# Evaluate $\frac{x^3-x^2-5x-3}{x^3-x^2-15x} \ge 0$

I've been trying to simplify the problem but I can't. I tried long division factoring and perfect cube but I can't still solve it. My calculator shows $x=3$ and $x=-1$ but wait how? this is for the numerator

• What do you mean $x=3$ and $x=-1$? The function is $\geq 0$ in between those values? Feb 18, 2015 at 6:44
• the value of the x's I just entered it into my calculator with EQN mode Feb 18, 2015 at 6:45
• Those are the values at which the function equals zero. Is that what you're interested in? Feb 18, 2015 at 6:46
• I want to know how to solve it. and solve the whole inequality, I solved some rationals but those problems are factorable unlike this one which i don't know how to start. Feb 18, 2015 at 6:49
• I was hoping if there's a way to simplify the problem Feb 18, 2015 at 6:50

Use the rational root theorem and a little arithmetic to find that $3$ or $-1$ is a root of the numerator.

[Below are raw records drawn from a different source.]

PR #350, opened 2020-08-24
Add support for more types passed to `context.json` helper

### LINKED ISSUE #349: Support more types passed to `context.json` helper
## Describe the bug
The [json](https://github.com/mswjs/msw/blob/847ec554646d67eec561b64c0843d340c6ef485c/src/context/json.ts) method on `context` object should support more types than `Record<string, any>`. Anything that results in a valid `JSON.stringify` should be supported.

## Environment

- `msw: 0.20.5`
- `nodejs: 12.16.1`
- `npm: 6.13.4`

> Please also provide your browser version. (N/A)

## To Reproduce
1. Create a `rest` request handler.
2. Use the `context.json` method.
3. Try passing anything other than an object or array.
4. See the type error.

## Expected behavior
I would expect no type error to occur when passing anything that would result in a valid `JSON.stringify` call.

## Screenshots
image

wyze:
Close #349

Expand the types the `context.json` helper accepts for the `body` argument so it is not just `Record<string, any>`. It should accept any type that would result in a successful `JSON.stringify` call.

### DIFF
--- a/src/context/json.test.ts
+++ b/src/context/json.test.ts
@@ -10,21 +10,31 @@ describe('json', () => {
     })
 
     it('should have body set to the given JSON', () => {
-      const object = response(json({ firstName: 'John' }))
+      const object = json({ firstName: 'John' })
 
-      expect(object).toHaveProperty('body', `{"firstName":"John"}`)
+      expect(response(object)).toHaveProperty('body', `{"firstName":"John"}`)
 
-      const array = response(json([1, '2', true, { ok: true }, '']))
+      const array = json([1, '2', true, { ok: true }, ''])
 
-      expect(array).toHaveProperty('body', '[1,"2",true,{"ok":true},""]')
+      expect(response(array)).toHaveProperty(
+        'body',
+        '[1,"2",true,{"ok":true},""]',
+      )
 
-      const string = response(json('Some string'))
+      const string = json('Some string')
 
-      expect(string).toHaveProperty('body', '"Some string"')
+      expect(response(string)).toHaveProperty('body', '"Some string"')
 
-      const bool = response(json(true))
+      const bool = json(true)
 
-      expect(bool).toHaveProperty('body', 'true')
+      expect(response(bool)).toHaveProperty('body', 'true')
+
+      const date = json(new Date(Date.UTC(2020, 0, 1)))
+
+      expect(response(date)).toHaveProperty(
+        'body',
+        '"2020-01-01T00:00:00.000Z"',
+      )
     })
   })
 })
--- a/src/context/json.test.ts
+++ b/src/context/json.test.ts
@@ -3,18 +3,28 @@ import { response } from '../response'
 
 describe('json', () => {
   describe('given a JSON body', () => {
-    let result: ReturnType<typeof response>
-
-    beforeAll(() => {
-      result = response(json({ firstName: 'John' }))
-    })
-
     it('should have "Content-Type" as "application/json"', () => {
+      const result = response(json({ firstName: 'John' }))
+
       expect(result.headers.get('content-type')).toEqual('application/json')
     })
 
     it('should have body set to the given JSON', () => {
-      expect(result).toHaveProperty('body', `{"firstName":"John"}`)
+      const object = response(json({ firstName: 'John' }))
+
+      expect(object).toHaveProperty('body', `{"firstName":"John"}`)
+
+      const array = response(json([1, '2', true, { ok: true }, '']))
+
+      expect(array).toHaveProperty('body', '[1,"2",true,{"ok":true},""]')
+
+      const string = response(json('Some string'))
+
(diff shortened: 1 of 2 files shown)


src/context/json.ts
```diff
@@ -1,11 +1,17 @@
 import { ResponseTransformer } from '../response'
 
+type JsonArray = (JsonValue | JsonRecord)[]
+type JsonRecord = Record<string, unknown>
+type JsonValue = string | boolean | number | JsonRecord | JsonArray | null
+
 /**
  * Sets the given Object as the JSON body of the response.
```
msutkowski:
```suggestion
 * Sets the given value as the JSON body of the response.
```

src/context/json.ts
```diff
@@ -1,11 +1,17 @@
 import { ResponseTransformer } from '../response'
 
+type JsonArray = (JsonValue | JsonRecord)[]
+type JsonRecord = Record<string, unknown>
+type JsonValue = string | boolean | number | JsonRecord | JsonArray | null
```
msutkowski: This looks pretty good! I like the idea of being this strict, but it seems like we should consider matching `JSON.stringify`'s type of `any` here. 

The only gotcha I can think of here with these types as-is is that this would potentially force a TypeScript user to transform `Date`s before being passed in. I don't personally think that's really a problem but wanted to bring it up for @kettanaito's review.

msutkowski (commented):
Awesome work! Just adding a few comments for further review.

src/context/json.ts
wyze: Oops! Definitely should support Date since the method converts it to a string.

marcosvega91: I agree with this because is what `JSON.stringify` does 

```js
/**
* Converts a JavaScript value to a JavaScript Object Notation (JSON) string.
* @param value A JavaScript value, usually an object or array, to be converted.
* @param replacer An array of strings and numbers that acts as a approved list for selecting the object properties that will be stringified.
* @param space Adds indentation, white space, and line break characters to the return-value JSON text to make it easier to read.
*/
stringify(value: any, replacer?: (number | string)[] | null, space?: string | number): string;
```

kettanaito: I agree with @msutkowski on typing the value as `any`, just as `JSON.stringify` has. That leaves the type annotation aligned with the underlying stringification, and reduces the cost of maintaining it in the future. If an invalid value is passed, an error will be raised when stringifying it. It's the end developer's responsibility to pass a valid JSON to `ctx.json()`.

src/context/json.test.ts
```diff
@@ -3,18 +3,28 @@ import { response } from '../response'
...
+
+      expect(array).toHaveProperty('body', '[1,"2",true,{"ok":true},""]')
+
+      const string = response(json('Some string'))
+
+      expect(string).toHaveProperty('body', '"Some string"')
+
+      const bool = response(json(true))
+
+      expect(bool).toHaveProperty('body', 'true')
```
kettanaito: Could you please add a `Date` usage scenario here?

src/context/json.test.ts
```diff
@@ -3,18 +3,28 @@ import { response } from '../response'
...
+      const result = response(json({ firstName: 'John' }))
+
       expect(result.headers.get('content-type')).toEqual('application/json')
     })
 
     it('should have body set to the given JSON', () => {
-      expect(result).toHaveProperty('body', `{"firstName":"John"}`)
+      const object = response(json({ firstName: 'John' }))
+
+      expect(object).toHaveProperty('body', `{"firstName":"John"}`)
```
kettanaito: I would truncate these assertions to call `response()` within the `expect`. It doesn't read right, as calling the `response` function always returns a response, not object/array/etc.

```js
expect(response(json({ firstName: 'John' }))).toHaveProperty('body', `{"firstName":"John"}`)
```

src/context/json.ts
```diff
@@ -1,11 +1,17 @@
...
+
 /**
  * Sets the given Object as the JSON body of the response.
  * @example
  * res(json({ foo: 'bar' }))
+ * res(json('Some string'))
+ * res(json([1, '2', false, { ok: true }]))
  */
-export const json = (body: Record<string, any>): ResponseTransformer => {
+export const json = (body: JsonValue): ResponseTransformer => {
```
kettanaito: Based on our discussion, let's annotate it as `body: any`, similar to `JSON.stringify` argument.

kettanaito (changes requested):
Thank you for preparing these improvements, @wyze! 

It looks great, I've had a few comments on how we can shorten our test scenarios, and a point about type annotating the JSON value. Could you please take a look and address them? Thanks.

wyze:
Thank you everyone for the feedback! I have pushed a commit that addresses all comments and suggestions.

kettanaito (approved):
Looks great! Thank you for your involvement, @wyze. Welcome to contributors! 🎉

PR #2144, opened 2024-05-08
fix(Disposable): make the ".dispose()" method synchronous

kettanaito:
Fixing an oversight. The `.dispose()` method of `Disposable` is not meant to be async. In fact, we aren't using it that way anywhere in MSW. Looks like a leftover from 1.x -> 2.x migration. 

To prevent confusion, rewriting that method to do the following:

1. Be sync.
2. Actually shift the subscription functions so you cannot fire them multiple times.

### DIFF
--- a/src/core/utils/internal/Disposable.ts
+++ b/src/core/utils/internal/Disposable.ts
@@ -1,9 +1,12 @@
-export type DisposableSubscription = () => Promise<void> | void
+export type DisposableSubscription = () => void
 
 export class Disposable {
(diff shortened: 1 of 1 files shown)


kettanaito:
## Released: v2.3.0 🎉

This has been released in v2.3.0!

- 📄 [**Release notes**](https://github.com/mswjs/msw/releases/tag/v2.3.0)
- 📦 [npm package](https://www.npmjs.com/package/msw/v/2.3.0)

---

Let's say that you find $3$. Then you know that $x-3$ is a factor. Divide it out to get $x^2+2x+1$; this easily factors as $(x+1)^2$, so the numerator is $(x+1)^2(x-3)$.

The denominator has an obvious factor of $x$; pull it out to leave $x^2-x-15$. This doesn't have a factorization with integer coefficients, but the quadratic formula tells you that its roots are $\frac12(1\pm\sqrt{61})$, so the denominator is $x\left(x-\frac12(1-\sqrt{61})\right)\left(x-\frac12(1+\sqrt{61})\right)$.

You now know exactly where the fraction can change sign: at $x=-1,0,3$, and $\frac12(1\pm\sqrt{61})$. Thus, you need to test values in the intervals defined by these breakpoints.

• The product of the roots of that quadratic is $-15$. The product of those 2 fractions is not an integer.
– Mike
Feb 18, 2015 at 8:18
• @Mike: I really shouldn't do this on a Kindle: too little screen, too easy to make stupid careless mistakes. sigh Thanks for catching it. Feb 18, 2015 at 8:49

it seems you can factor $x^3-x^2 - 5x - 3 = (x+1)^2(x-3)$ and $x^3 - x^2-15x=x(x^2-x-15)=x(x -a)(x-b)$ where $a = \dfrac{1-\sqrt{61}}2, b = \dfrac{1+\sqrt{61}}2$

we need to solve $$y = \dfrac{(x+1)^2(x-3)}{(x-a)x(x-b)} \ge 0$$ you can draw a line and put the numbers $a, -1, 0, 3$ and $b$ and do a sign analysis or you can see that $y = 1+ \cdots$ for large $x$ and switches signs across $a, 0, 3$ and $b$ but at $x = 1$ it touches the $x$-axis from below. you will see that $$\dfrac{x^3-x^2 - 5x - 3}{x^3 - x^2 - 15x} \ge 0\text{ on }-\infty < x < a, 0 < x \le 3\text{ and }b < x < \infty.$$

I have solved. So, you can transform your inequality to $1+\frac{10 x-3}{x(x^2-x-15)} \geq 0$ which is equivalent to $\frac{10 x - 3}{x(x^2-x-15}$ which is equivalent, if $x(x^2-x-15) \geq 0$ with $10 x - 3 \geq x(-x^2+x+15)$ which gives us inequality : $-x^3+x^2+5 x+ 3 \leq 0$ take now the free element in a polynomial which is 3. So, you can check that 3 satisfies it and when you divide polinomial with x - 3 you get $-x^2-2*x-1$ which is -$(x+1)^2$. I have omited really high school mathematics.